In venture capital, we know there is a problem with gender diversity. According to Crunchbase, just 2.8% of funding went to women-led startups in 2019 before falling to 2.3% in 2020. And that 2.8% figure was an all-time high.
Some back of the napkin math shines a light on what this really looks like.
According to PitchBook and the National Venture Capital Association, venture investors put $156.2 billion into U.S.-based startups last year, or about $428 million per day. Women-led startups got just $3.5 billion of that.
There are a lot of reasons for this gap — the fact that most decision makers at VC funds are men, the industry’s reliance on referral networks that reinforce the status quo, etc — and there are a lot of solutions being tossed around to address the shortfall in funding, from women-focused funds to quotas across the industry.
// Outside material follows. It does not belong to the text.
PR #111, opened 2026-08-08
SCS-039: moisture on the 2m grid, plus the SCS-018 positional read fix and the Esc chrome unification

TheCodingDad-TisonK:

But, at iSelect, we see this issue differently. Our investment process is unique, robust and fair, which leads to better return for our investors. It also means that we have more diverse founders and CEOs because we simply look for the best people with the best ideas.
According to our internal findings, of the 57 companies we have invested in since fund inception, 19.3% of them have women CEOs, as do 27.5% of the 40 companies we have added since 2017. Between 2018 and 2020 we invested in 29 companies, 31% of which had women CEOs. We are outperforming both the general market (number of women-led startups was 20% in 2019 according to Crunchbase) as well as the VC funded universe (2.3% women-led startups).
How did we get here? What is iSelect doing differently than its peers? It all comes down to our process.
We don’t focus on founder diversity in our investment process and remain thesis-driven in the companies we choose to invest in. For us, the thesis comes first — our long-term mission to improve health and wellness through better, more nutritious food — and then we seek out the best companies that are working on those solutions. Our process is based on this goal alone, not on other factors.
We are proud that this diversity is a result of our unique, robust, thesis driven approach. By building the right processes, focusing on the right thesis and taking an objective approach to our investments we’ve landed on a solution to venture’s long-running diversity problem that looks very different from some of the answers being tossed around by other funds.
Here’s what we’ve learned:
- Thesis first, thesis only: Of the four stages of the venture investing process (deal sourcing, pitching, due diligence, deal closing), sourcing and pitching are where bias is most likely to come into play. That’s why we don’t operate on the basis of our referral network, instead seeking out the best companies that fit our thesis. It turns out that many of those companies are led by women.
- Objective, structured process: Structured pitch sessions that include standardized questions of founders (only deviating to ask company specific questions) and predetermined evaluation criteria take a lot of the guesswork and potential for bias out of the process. Blind evaluations of pitch decks help too. Taking founders’ demographic information out of the equation can prevent unnecessary gender biases from impacting funding decisions.
- Diversity of opinions: In the absence of structured processes, VC firms make talent management decisions informally, which renders them highly susceptible to biases like pattern-matching (availability bias) and overconfidence. By bringing other voices into the process, funds are better able to sort through these challenges and open up their selection process to more potential opportunities. (SXSW does a nice job of this with its Panel Picker — every year attendees get to vote for which presentations they want to see at the conference, bringing thousands of different voices to the table instead of just focus on the opinion of the internal team.)
When you have a deep process, a broad range of skilled professionals vetting the opportunities, and clearly defined investment criteria you get the most talented founders and operators, and you get the most diversity.